15 October 2009
Former High Court judge and social justice advocate the Hon Michael Kirby AC CMG has called for better strategies to curb the spread of AIDS and HIV in the Asia Pacific.
During his presentation at the 2009 Menzies School of Health Research Oration in Darwin, Kirby said that AIDS was far from over and that the pandemic was entering its ‘third phase’.
“After identification and alert to the disease in the early 1980’s and then bold moves to provide anti-retroviral drugs (ARVs) worldwide, the global strategy in AIDS now has to change.”
“On latest figures, 2.7 million people become infected with HIV each year, many in the Asia-Pacific region, and in times of global financial crisis such as now, it is unlikely that the world will continue to fund expensive ARVs for an ever-growing population of infected people.”
“Without a cure or an effective vaccine, HIV is a hugely expensive pandemic to deal with, yet the only strategies of prevention that have been known to succeed involve radical efforts to change behaviour.
Kirby went on to say that these changes in behaviour include reaching out to the gay community, sex workers, drug users and other vulnerable groups such as Indigenous people, dependent women, refugees and prisoners and that to alter behaviour patterns in this way will require reform of the law.
“Developing countries at the forefront of the epidemic resist such reforms for religious or cultural reasons so you are back to square one,” Kirby said.
“The pandemic has reached a critical moment and the question now is will humanity have the wisdom to grasp the essential lessons of HIV/AIDS transmission?”

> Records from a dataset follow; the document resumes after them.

PR #3140, opened 2025-03-29
Tix pre-configured table sort `defaultsort`

jchorl:
I noticed table-sort on load was broken. Chased it down to this PR: https://github.com/MultiQC/MultiQC/commit/5c347bf1ab89c955f61b91a16e47cdf88fc03e23#diff-9c52baa1b48d5a07609a29efec35c56dfceb2fa317d53de6f8c1491f36a1a417R558

The list was converted to a tuple. Which caused the str serialization to change from `[[1, 1]]` to `[(1, 1)]`. The charting library doesn't know how to read the tuple format. This fixes.

Note the sort direction on the bar column here:

See before:

After:

mqc config:
```
custom_plot_config:
  general_stats_table:
    defaultsort:
      - column: bar
        direction: desc
```

input:
```
{
    "plot_type": "generalstats",
    "id": "Foo",
    "data": {
        "org": {
            "foo": 100.0,
            "bar": 34,
            "baz": 1637
        }
    }
}
```

### DIFF
--- a/multiqc/plots/table.py
+++ b/multiqc/plots/table.py
@@ -641,7 +641,8 @@ def _get_sortlist(dt: DataTable) -> str:
         direction = 0 if d.get("direction", "").startswith("asc") else 1
         sortlist.append((idx, direction))
 
-    return str(sortlist)
+    sortlist_formatted = [list(t) for t in sortlist]
+    return str(sortlist_formatted)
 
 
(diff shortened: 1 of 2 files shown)


vladsavelyev:
Thank you so much Josh for identifying and fixing this.
It's a bummer it was broken...

PR #3173, opened 2025-04-30
Make sure multiqc.log has full debug log

vladsavelyev:
When the global log level is INFO, even if the file handler log level is DEBUG, it would be downgraded to INFO. So need to always set the global level to DEBUG, and separately set up the level for console handler.

Also making sure that the log file moved to the data dir _after_ all the last log statements are printed.


ewels (approved):
Great stuff, thanks 🙏🏻

PR #3183, opened 2025-05-08
Config schema docs

vladsavelyev:
Add script to automatically generate docs from config schema. Add config_schema.md


ewels:
The wizard is very cool 🤩 

Some speed thoughts about what's missing:

* Branding 😉 
* Homepage, rather than going straight to the first section (eg. some docs / how to use)
* No progress bar (people shouldn't be trying to set every option)
* Global search - might actually make sense to have everything on one page 🤔 
* Better UX around booleans that are `default: true` (confusing to have an unchecked 'enabled' box)
* Some better docs, I guess in underlying Python code (eg. `ai_summary_full`: _AI summary full_)
* Fix some rendering edge cases (`default: [6 items]`)
* Links out to docs + homepage + etc.

Is the idea that we render the HTML with CI and then it gets hosted as part of the docs? I wonder if we could do it as a fragment somehow to get the docs header in that case. Not the end of the world if not though.

ewels:
@multiqc-bot fix linting

ewels:
@cursor please handle the review comments above.

ewels:
@multiqc-bot fix linting

/review

PR #3192, opened 2025-05-15
AI docs: Clean up around Nextflow configuration

ewels:


pinin4fjords (approved):
Complexities exist around the use of secrets (esp. outside local/ AWS on Platform), but approving.

ewels:
Seeing as the docs already had secrets, I think I'm happy with the change. It's stripped back a bit and I added a warning about it not necessarily working everywhere. Hopefully it can be a pointer towards good practices for folks, even if it doesn't work for everyone everywhere.

PR #3196, opened 2025-05-16
bcftools stats - enable log switch for indel plot

pontushojer:
With most of the indel being short this plot gets hard to read so a log switch would be helpful.

bcftools_stats_indel-lengths


vladsavelyev:
Thank you! Sounds reasonable

PR #3209, opened 2025-05-27
fix: fix VEP module for version 114

achakkas:
**Description of changes:**  
- Updated the VEP MultiQC module to handle new section `[Data version]` in VEP version 114 stats file.
- Improved type handling in the parser to avoid crashes when encountering unexpected value types in new sections in the future 
- Attached a generic example VEP stats file from version 114 (`VEP114_vep.txt`) for use as test data

[VEP114_vep.txt](https://github.com/user-attachments/files/20465682/VEP114_vep.txt)


vladsavelyev:
Nice, thank you!

PR #3215, opened 2025-05-31
fix: type error in python 3.13

nh13:


nh13:
@ewels any chance you could take a look at this?

vladsavelyev:
Fixed with https://github.com/MultiQC/MultiQC/pull/3223

PR #3216, opened 2025-06-02
RseQC - Normalize junction saturation plot

pontushojer:
The junction saturation counts become hard to overview for multiple samples if they vary greatly in the number of junctions. For example, see the plot below generated using the current MultiQC.

rseqc_junction_saturation_plot

The sample with the highest counts obscures all other samples. You could zoom in to observe the other samples, but it is not too practical to evaluate this metric quickly for a large number of samples. 

To make this plot more useful, this PR normalises the junction counts to the total number of junctions, which brings all samples into the same scale to make the plot easier to evaluate

rseqc_junction_saturation_plot (1)

PS. I also removed a hint that is no longer relevant. 


vladsavelyev (approved):
Looks good, thank you! 😌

In his remarks, Michael Kirby paid tribute to the cutting edge research of the Menzies School of Health Research into sexually transmitted infections and emphasised the importance of research for the global, regional and national policy to respond to HIV/AIDS.
“AIDS is far from over” Kirby concluded. “This clash between what is needed and what is likely to be adopted is the essential dilemma that we now face.”